# Input
=== Section Start ===
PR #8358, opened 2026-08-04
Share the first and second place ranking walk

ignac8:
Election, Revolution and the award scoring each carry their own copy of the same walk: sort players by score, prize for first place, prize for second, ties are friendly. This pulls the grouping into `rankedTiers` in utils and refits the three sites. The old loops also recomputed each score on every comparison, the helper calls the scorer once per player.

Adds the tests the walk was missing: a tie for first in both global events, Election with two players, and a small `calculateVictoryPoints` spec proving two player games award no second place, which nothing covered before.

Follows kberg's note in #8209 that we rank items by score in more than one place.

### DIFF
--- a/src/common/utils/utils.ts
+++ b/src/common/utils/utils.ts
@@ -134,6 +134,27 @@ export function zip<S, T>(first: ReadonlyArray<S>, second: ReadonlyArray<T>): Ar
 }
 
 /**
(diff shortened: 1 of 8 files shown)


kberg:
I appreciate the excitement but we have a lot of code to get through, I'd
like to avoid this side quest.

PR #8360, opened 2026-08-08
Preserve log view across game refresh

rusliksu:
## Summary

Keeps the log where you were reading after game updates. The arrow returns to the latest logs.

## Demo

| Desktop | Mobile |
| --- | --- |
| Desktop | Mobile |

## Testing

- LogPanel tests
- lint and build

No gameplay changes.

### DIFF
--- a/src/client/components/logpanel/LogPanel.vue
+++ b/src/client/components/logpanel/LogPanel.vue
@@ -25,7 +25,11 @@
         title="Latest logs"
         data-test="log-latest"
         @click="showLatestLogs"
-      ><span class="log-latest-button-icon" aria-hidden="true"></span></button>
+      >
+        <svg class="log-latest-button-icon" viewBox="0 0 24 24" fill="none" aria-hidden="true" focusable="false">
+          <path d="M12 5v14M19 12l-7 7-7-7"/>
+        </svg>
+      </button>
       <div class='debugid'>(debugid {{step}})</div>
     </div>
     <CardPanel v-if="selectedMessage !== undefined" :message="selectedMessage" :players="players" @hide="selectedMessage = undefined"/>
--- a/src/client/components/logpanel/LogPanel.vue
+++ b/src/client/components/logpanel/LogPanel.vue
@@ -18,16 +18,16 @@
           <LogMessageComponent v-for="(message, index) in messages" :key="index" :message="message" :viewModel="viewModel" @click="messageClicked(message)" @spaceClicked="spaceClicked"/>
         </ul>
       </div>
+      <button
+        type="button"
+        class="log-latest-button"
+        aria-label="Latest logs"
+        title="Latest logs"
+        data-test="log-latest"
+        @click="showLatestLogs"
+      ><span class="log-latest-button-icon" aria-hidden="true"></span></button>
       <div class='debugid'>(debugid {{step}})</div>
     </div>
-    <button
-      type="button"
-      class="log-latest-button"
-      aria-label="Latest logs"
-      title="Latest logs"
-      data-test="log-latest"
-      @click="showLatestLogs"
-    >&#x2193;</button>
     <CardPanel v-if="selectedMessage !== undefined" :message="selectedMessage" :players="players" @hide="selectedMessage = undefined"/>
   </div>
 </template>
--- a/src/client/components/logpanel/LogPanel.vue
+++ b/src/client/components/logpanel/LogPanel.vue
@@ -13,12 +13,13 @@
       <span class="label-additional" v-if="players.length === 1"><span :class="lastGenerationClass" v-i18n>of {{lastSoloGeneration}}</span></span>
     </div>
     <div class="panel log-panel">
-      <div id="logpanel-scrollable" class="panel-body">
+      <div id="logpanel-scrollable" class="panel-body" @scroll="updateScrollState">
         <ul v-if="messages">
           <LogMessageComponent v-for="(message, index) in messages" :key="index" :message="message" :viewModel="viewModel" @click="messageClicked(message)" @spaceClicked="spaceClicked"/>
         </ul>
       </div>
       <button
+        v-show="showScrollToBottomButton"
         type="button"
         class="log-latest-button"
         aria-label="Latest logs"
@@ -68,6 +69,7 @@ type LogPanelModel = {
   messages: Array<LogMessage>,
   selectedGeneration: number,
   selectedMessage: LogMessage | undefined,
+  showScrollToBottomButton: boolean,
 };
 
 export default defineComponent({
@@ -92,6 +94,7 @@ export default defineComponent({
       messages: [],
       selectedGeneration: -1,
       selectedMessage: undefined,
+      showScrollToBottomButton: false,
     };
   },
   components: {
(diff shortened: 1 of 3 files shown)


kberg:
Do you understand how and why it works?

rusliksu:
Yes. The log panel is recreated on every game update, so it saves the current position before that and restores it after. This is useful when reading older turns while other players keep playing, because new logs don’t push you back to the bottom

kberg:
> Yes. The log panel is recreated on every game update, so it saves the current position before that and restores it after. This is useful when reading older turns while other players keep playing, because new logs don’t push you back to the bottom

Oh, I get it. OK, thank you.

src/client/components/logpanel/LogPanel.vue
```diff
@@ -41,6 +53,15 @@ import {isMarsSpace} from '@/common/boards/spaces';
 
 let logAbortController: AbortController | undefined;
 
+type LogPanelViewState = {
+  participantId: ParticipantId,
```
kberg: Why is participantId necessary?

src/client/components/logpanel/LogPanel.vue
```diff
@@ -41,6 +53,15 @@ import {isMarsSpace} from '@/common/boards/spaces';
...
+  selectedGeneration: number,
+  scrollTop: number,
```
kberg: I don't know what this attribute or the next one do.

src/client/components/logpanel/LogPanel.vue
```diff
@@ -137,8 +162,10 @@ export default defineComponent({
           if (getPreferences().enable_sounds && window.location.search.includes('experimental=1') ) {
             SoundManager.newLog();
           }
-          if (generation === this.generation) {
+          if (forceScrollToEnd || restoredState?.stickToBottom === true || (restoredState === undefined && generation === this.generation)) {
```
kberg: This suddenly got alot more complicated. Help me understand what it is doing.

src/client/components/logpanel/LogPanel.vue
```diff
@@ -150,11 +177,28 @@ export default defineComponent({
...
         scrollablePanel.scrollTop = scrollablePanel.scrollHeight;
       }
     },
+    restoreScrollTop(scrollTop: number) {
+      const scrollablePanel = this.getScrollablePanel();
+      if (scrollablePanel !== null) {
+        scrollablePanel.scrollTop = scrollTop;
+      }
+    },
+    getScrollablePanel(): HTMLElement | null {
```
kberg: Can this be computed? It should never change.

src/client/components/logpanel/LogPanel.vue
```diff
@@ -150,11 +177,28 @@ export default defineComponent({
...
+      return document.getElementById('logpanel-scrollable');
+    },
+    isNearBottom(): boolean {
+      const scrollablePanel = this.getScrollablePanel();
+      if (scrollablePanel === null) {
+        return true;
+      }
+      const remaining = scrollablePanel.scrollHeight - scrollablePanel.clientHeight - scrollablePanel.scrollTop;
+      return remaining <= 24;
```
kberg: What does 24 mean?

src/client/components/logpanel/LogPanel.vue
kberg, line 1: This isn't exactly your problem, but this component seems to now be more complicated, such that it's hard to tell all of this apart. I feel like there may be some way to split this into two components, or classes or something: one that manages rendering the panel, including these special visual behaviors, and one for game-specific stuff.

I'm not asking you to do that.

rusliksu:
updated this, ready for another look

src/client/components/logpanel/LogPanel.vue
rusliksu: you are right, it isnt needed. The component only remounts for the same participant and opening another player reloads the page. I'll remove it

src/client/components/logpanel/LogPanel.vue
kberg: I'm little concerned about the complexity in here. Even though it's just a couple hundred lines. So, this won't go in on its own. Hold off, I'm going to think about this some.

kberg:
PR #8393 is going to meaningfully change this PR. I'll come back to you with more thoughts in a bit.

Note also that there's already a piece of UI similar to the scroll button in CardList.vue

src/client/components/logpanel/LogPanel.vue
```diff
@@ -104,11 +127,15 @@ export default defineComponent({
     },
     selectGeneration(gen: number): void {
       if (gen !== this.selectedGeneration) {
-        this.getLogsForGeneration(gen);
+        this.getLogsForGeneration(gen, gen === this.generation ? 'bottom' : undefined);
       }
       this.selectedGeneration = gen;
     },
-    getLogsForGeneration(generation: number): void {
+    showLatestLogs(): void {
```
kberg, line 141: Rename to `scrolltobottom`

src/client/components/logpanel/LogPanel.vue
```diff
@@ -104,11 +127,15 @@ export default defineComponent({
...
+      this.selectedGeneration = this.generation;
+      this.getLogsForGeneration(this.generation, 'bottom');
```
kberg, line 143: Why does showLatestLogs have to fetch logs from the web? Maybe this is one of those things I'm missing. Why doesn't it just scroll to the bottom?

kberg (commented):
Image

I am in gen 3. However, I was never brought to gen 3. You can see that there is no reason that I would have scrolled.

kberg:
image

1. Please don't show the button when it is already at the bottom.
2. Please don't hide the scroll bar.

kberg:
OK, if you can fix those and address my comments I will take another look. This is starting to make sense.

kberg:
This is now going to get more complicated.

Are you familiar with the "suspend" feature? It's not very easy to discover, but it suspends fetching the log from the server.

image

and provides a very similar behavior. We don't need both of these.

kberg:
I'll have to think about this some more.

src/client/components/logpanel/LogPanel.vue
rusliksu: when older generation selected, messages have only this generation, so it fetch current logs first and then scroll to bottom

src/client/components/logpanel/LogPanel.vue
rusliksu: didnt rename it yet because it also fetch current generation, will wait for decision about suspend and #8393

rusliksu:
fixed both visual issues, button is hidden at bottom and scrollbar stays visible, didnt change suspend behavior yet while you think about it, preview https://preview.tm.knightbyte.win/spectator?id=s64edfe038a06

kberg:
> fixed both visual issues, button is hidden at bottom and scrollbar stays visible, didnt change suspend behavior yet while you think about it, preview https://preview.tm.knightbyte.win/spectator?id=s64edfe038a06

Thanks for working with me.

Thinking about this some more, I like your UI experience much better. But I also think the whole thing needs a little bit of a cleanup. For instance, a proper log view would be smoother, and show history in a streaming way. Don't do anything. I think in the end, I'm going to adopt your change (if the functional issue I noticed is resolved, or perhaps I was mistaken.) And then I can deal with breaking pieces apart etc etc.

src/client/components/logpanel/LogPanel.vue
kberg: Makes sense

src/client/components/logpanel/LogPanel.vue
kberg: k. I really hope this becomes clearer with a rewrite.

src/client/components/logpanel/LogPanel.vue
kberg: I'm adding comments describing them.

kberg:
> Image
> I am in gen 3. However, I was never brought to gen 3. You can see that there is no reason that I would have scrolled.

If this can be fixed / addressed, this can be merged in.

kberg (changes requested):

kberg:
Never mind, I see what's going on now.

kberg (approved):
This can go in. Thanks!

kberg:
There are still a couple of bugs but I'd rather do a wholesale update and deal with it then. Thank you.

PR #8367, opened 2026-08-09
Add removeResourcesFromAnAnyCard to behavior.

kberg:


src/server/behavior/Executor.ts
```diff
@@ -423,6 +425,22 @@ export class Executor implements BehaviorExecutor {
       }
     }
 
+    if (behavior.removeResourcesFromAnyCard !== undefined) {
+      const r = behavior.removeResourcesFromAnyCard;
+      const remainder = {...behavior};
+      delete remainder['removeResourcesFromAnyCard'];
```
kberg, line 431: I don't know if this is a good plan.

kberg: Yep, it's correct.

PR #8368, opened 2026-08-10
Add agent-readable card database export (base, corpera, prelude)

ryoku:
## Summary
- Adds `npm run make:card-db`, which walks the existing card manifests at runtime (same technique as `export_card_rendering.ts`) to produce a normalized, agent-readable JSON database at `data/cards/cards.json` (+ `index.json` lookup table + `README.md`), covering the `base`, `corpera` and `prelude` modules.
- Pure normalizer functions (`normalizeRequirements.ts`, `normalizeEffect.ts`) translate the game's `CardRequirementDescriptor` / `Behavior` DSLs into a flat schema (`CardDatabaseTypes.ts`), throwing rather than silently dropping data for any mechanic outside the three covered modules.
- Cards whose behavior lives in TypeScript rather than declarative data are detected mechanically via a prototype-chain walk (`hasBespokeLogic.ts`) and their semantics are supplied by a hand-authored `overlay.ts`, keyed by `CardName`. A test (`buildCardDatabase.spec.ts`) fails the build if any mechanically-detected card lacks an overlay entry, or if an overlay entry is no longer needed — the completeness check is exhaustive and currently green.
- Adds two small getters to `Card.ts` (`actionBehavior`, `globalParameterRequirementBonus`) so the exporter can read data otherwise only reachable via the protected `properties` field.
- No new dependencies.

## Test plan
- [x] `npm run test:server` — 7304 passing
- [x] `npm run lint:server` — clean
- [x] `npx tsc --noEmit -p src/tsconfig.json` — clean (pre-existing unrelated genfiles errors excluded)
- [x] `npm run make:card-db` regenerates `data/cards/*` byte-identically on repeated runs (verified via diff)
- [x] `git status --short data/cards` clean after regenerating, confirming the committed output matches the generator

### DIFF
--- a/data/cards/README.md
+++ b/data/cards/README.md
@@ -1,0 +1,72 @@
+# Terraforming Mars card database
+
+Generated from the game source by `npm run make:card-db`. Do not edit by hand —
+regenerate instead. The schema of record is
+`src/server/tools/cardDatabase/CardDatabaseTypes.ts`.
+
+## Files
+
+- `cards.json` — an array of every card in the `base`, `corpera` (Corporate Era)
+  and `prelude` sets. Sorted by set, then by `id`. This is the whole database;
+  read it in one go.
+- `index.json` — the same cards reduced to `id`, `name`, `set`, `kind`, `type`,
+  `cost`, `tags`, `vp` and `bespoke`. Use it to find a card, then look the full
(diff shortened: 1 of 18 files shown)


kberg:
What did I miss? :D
=== Section End ===
# Your task
Would you restate exactly the lines of the material above, from its opening line through the line with "Election, Revolution and", and output only those?

# Answer for this exercise
PR #8358, opened 2026-08-04
Share the first and second place ranking walk

ignac8:
Election, Revolution and the award scoring each carry their own copy of the same walk: sort players by score, prize for first place, prize for second, ties are friendly. This pulls the grouping into `rankedTiers` in utils and refits the three sites. The old loops also recomputed each score on every comparison, the helper calls the scorer once per player.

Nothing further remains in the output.